Quote the entries below from the line with "- existing HTTP/2 collection tests pass" through the line with "private val Field", both ends included, and only those lines.

Saved entries:
--- START ---

PR #1021, opened 2026-04-27
Avoid unnecessary ByteString concat for strict HTTP/2 entities

He-Pin:
Motivation:
HTTP/2 DATA aggregation for small strict request entities may concatenate an empty `ByteString` with the incoming payload. That adds unnecessary work and allocation on unary/small-request gRPC-like paths without changing stream semantics.

Modification:
- keep the existing collecting state machine
- avoid `collectedData ++ payload` when either side is empty

Result:
The first DATA frame on the strict collection path now reuses the existing payload reference instead of allocating a concatenated `ByteString`. Non-empty aggregation behavior is unchanged.

Verification:
- `sbt "http-core / scalafmtCheck" "http2-tests / Test / testOnly org.apache.pekko.http.impl.engine.http2.Http2ServerSpec -- -z collect"`

Risk / Boundary:
- HTTP/2 stream state transitions are unchanged
- the change is limited to the empty/non-empty `ByteString` boundary
- existing HTTP/2 collection tests pass


pjfanning:
ByteString ++ already checks if either the left or right bytestring is empty and then does not return a new ByteStrings instance.

PR #1037, opened 2026-05-12
Fix ServerSentEventParser to handle CRLF line endings by stripping trailing CR

### LINKED ISSUE #797: ServerSentEventParser may not support event ends with `\r\n`
private val Field = """([^:]+): ?(.*)""".r
https://github.com/apache/pekko-http/blob/main/http/src/main/scala/org/apache/pekko/http/scaladsl/unmarshalling/sse/ServerSentEventParser.scala#L98

pjfanning:
fixes #797

Agent-Logs-Url: https://github.com/pjfanning/incubator-pekko-http/sessions/5bc4919b-f100-40bb-b6b9-c0c94294b4cb


pjfanning:
@He-Pin LineParser already handles the different line endings and ServerSentEventParser is never used without LineParser.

--- END ---

Expected answer:
- existing HTTP/2 collection tests pass


pjfanning:
ByteString ++ already checks if either the left or right bytestring is empty and then does not return a new ByteStrings instance.

PR #1037, opened 2026-05-12
Fix ServerSentEventParser to handle CRLF line endings by stripping trailing CR

### LINKED ISSUE #797: ServerSentEventParser may not support event ends with `\r\n`
private val Field = """([^:]+): ?(.*)""".r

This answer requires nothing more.